• **Task description**: Give the number of lines in the records below that include "variables". Reply with that number alone.

[Dataset entries]
※

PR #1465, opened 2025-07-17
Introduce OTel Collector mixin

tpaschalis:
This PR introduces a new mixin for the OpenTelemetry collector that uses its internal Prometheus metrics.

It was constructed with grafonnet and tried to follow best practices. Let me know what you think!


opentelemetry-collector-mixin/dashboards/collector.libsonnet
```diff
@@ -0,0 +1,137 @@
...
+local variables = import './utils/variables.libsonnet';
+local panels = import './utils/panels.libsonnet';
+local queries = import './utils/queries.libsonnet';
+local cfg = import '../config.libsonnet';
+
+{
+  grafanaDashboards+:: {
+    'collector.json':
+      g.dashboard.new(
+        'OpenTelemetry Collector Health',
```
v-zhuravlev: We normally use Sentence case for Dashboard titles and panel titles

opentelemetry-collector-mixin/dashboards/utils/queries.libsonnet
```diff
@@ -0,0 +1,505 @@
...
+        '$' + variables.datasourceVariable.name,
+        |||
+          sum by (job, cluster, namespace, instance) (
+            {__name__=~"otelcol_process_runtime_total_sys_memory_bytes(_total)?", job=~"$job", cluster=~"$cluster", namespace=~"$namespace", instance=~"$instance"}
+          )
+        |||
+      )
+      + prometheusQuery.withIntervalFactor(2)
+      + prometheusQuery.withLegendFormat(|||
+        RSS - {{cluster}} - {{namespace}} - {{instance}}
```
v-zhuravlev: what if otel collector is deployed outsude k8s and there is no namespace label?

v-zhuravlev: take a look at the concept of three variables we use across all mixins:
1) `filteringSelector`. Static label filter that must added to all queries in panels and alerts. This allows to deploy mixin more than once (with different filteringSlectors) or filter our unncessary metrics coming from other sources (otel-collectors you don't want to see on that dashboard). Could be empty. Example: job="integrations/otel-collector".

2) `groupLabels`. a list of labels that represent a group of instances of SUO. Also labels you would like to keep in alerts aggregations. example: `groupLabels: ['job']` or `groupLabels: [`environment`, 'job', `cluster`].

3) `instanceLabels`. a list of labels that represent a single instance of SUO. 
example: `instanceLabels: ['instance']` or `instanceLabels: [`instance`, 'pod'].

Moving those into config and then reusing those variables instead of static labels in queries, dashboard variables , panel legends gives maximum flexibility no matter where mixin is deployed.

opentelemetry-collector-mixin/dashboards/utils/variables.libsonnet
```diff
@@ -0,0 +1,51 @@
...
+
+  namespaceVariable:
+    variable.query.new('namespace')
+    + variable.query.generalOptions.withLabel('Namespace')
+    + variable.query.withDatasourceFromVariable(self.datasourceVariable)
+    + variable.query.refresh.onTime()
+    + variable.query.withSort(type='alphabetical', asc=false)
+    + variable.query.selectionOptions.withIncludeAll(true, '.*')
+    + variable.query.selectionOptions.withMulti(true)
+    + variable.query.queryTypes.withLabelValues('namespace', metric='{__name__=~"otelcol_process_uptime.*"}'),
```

※

• **Task answer**: 5